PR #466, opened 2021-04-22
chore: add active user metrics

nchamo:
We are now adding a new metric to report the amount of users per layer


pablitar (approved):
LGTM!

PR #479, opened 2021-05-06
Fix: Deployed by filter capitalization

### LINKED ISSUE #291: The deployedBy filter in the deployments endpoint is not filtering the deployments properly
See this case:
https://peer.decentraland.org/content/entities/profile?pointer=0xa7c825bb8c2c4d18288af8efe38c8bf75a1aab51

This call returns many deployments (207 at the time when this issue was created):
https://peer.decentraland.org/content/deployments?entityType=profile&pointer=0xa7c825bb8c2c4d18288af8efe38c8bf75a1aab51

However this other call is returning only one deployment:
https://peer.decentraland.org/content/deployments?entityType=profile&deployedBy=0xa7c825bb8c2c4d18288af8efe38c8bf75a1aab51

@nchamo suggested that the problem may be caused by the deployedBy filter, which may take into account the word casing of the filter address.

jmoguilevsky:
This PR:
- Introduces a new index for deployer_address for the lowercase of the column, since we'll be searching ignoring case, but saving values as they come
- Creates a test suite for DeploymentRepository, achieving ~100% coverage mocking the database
____
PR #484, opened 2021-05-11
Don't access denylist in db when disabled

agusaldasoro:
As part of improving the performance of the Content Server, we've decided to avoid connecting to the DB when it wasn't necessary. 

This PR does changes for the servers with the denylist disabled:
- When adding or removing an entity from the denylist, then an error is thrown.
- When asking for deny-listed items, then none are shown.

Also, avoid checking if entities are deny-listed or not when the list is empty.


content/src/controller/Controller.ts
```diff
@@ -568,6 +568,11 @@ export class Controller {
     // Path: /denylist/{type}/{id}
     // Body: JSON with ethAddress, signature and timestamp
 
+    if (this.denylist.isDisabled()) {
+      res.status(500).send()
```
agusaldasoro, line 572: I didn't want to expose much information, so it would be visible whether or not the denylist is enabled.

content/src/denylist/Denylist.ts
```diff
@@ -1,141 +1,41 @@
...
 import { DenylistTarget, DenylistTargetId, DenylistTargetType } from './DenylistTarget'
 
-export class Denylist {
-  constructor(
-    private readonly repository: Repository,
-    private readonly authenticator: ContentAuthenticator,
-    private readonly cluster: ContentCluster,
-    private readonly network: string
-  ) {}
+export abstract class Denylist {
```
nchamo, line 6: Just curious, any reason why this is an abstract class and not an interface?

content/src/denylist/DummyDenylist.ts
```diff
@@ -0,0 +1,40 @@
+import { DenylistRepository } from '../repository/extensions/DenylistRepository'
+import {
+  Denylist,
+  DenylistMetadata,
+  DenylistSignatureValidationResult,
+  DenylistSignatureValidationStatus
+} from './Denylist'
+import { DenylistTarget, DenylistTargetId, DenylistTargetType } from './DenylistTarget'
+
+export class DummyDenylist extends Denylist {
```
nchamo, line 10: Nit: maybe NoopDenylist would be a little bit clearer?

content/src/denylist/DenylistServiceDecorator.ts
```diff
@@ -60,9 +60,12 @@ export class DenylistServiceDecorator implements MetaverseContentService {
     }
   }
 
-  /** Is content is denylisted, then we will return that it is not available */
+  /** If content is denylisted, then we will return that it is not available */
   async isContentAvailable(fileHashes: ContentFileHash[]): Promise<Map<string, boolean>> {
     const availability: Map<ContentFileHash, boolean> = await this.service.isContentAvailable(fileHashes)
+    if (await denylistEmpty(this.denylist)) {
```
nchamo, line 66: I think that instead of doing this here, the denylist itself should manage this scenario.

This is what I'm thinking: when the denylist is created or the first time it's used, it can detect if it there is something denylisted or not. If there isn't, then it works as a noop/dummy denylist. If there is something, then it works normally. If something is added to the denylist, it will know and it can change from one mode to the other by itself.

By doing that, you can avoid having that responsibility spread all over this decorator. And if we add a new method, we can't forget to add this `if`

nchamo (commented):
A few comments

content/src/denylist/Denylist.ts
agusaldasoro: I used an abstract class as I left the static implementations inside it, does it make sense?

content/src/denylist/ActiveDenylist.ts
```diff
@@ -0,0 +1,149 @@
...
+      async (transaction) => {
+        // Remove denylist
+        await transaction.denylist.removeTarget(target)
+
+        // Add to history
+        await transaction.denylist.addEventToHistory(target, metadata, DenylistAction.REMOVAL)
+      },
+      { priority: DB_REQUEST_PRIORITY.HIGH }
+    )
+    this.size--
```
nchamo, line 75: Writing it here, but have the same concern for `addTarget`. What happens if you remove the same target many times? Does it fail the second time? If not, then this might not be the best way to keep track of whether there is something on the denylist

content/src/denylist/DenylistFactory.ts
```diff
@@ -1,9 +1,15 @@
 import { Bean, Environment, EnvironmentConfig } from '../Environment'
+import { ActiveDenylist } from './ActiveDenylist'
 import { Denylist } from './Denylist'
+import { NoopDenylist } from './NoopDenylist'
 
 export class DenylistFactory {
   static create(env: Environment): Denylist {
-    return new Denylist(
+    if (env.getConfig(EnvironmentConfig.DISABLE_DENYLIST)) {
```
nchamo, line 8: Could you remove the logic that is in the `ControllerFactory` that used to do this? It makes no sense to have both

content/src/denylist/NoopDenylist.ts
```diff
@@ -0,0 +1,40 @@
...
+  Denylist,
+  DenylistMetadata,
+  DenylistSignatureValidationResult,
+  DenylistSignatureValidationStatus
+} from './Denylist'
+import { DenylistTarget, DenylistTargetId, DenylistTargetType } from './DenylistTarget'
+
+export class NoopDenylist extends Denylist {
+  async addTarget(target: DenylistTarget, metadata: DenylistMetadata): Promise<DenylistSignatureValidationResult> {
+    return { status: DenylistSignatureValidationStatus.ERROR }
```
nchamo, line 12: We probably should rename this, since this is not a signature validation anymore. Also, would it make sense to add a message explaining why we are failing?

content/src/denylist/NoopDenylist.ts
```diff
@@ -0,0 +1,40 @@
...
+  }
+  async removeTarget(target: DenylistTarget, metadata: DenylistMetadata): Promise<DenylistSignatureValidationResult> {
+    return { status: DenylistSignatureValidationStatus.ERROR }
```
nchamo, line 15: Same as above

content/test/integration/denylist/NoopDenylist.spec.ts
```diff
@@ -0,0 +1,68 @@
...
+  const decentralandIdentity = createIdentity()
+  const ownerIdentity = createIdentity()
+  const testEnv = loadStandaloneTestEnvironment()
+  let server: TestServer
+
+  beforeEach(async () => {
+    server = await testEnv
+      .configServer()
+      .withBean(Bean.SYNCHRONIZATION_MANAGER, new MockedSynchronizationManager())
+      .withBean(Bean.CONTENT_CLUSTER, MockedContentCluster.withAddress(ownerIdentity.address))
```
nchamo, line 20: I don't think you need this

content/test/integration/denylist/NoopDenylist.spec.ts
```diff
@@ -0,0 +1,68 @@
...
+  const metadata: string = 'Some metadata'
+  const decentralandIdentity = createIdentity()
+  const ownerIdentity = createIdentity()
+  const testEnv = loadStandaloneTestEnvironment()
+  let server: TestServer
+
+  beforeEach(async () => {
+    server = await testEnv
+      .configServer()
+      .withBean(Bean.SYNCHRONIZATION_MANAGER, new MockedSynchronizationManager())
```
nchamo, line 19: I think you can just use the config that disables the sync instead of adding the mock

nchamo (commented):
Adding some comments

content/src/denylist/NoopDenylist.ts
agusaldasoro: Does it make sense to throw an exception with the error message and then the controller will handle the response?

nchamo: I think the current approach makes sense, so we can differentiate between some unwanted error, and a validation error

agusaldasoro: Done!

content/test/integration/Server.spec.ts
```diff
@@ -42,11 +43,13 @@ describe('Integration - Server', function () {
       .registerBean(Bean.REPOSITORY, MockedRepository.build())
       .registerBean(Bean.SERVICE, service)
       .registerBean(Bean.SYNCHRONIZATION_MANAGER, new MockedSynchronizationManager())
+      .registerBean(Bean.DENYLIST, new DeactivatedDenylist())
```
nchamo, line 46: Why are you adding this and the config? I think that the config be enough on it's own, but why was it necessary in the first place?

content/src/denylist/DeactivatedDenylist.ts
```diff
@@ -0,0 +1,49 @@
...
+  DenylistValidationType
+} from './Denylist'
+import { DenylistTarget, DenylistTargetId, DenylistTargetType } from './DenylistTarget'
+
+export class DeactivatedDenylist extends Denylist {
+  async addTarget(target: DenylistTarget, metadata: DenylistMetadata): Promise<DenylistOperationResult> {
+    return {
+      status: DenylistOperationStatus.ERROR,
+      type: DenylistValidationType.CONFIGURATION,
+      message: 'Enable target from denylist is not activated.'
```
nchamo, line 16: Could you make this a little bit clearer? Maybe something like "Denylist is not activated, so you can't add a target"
____
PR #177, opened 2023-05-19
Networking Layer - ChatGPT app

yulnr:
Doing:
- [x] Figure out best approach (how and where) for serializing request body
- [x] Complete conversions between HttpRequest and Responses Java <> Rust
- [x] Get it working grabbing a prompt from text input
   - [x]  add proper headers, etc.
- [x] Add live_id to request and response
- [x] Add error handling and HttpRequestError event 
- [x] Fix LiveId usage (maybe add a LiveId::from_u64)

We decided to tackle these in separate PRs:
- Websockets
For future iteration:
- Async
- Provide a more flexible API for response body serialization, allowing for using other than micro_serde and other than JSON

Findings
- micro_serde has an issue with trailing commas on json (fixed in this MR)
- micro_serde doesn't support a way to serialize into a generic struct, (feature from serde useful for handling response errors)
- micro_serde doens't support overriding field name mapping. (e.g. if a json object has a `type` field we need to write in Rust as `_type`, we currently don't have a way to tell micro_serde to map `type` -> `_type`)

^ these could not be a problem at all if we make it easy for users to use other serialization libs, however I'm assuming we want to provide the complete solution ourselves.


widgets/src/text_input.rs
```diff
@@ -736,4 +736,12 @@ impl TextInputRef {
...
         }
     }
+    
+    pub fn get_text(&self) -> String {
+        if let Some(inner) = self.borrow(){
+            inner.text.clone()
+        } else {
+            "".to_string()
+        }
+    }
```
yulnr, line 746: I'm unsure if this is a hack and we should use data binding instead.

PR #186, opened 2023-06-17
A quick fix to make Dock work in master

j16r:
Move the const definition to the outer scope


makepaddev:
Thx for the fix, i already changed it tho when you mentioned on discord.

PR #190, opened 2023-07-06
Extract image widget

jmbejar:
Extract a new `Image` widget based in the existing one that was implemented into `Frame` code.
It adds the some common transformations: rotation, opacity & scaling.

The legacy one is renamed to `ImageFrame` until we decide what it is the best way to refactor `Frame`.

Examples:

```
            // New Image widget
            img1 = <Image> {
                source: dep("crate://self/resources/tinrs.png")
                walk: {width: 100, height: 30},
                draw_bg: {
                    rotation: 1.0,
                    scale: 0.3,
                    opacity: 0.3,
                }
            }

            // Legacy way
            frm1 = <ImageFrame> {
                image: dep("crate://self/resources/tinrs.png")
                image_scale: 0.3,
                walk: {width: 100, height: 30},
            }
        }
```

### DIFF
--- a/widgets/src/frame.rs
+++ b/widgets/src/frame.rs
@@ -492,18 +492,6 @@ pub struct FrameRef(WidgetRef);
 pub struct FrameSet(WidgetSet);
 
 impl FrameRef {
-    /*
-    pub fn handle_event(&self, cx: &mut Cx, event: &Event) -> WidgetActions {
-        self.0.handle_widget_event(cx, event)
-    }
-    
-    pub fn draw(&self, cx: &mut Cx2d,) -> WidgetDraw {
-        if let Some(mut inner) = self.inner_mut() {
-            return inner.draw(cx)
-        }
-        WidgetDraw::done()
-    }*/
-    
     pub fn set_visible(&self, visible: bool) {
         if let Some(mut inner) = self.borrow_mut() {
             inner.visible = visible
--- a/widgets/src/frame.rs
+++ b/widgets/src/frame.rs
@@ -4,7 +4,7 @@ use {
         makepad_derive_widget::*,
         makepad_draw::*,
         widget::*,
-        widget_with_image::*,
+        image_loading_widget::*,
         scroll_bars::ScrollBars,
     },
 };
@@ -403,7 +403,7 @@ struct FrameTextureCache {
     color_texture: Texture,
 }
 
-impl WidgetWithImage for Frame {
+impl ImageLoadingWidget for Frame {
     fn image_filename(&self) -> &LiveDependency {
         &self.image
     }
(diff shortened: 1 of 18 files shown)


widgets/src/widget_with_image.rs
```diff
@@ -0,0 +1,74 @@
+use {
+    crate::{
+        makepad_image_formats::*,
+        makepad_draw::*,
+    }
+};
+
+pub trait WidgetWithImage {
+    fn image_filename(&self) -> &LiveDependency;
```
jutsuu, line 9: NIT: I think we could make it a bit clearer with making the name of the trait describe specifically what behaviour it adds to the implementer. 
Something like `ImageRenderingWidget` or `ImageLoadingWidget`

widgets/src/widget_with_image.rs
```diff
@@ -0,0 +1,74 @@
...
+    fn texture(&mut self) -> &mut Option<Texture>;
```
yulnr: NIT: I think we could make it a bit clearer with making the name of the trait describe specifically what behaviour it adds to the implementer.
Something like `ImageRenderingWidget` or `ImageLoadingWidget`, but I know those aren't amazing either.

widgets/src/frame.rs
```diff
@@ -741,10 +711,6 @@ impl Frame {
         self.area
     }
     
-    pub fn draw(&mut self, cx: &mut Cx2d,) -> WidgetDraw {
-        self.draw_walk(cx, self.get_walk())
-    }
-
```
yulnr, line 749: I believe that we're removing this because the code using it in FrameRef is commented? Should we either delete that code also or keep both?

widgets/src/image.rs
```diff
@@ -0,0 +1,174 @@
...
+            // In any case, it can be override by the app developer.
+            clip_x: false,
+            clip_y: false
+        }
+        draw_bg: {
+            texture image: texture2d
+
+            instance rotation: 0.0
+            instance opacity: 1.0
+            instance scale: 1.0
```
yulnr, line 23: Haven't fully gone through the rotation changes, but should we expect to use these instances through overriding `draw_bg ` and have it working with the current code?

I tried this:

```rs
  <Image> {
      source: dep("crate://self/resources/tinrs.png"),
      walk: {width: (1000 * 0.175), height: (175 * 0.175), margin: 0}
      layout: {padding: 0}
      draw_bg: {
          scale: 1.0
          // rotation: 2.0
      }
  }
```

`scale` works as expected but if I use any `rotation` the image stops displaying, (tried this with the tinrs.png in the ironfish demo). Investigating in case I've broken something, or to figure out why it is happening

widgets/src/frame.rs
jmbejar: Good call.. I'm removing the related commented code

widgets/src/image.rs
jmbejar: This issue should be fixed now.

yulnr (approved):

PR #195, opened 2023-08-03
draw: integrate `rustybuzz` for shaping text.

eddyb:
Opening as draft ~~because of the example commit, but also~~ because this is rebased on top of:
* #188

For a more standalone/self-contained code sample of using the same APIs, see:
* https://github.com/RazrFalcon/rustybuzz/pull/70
____
◆ Task prompt ◆
What lines in the data above carry "describe"? Return them all.

◆ Your solution ◆
@@ -42,11 +43,13 @@ describe('Integration - Server', function () {
jutsuu, line 9: NIT: I think we could make it a bit clearer with making the name of the trait describe specifically what behaviour it adds to the implementer. 
yulnr: NIT: I think we could make it a bit clearer with making the name of the trait describe specifically what behaviour it adds to the implementer.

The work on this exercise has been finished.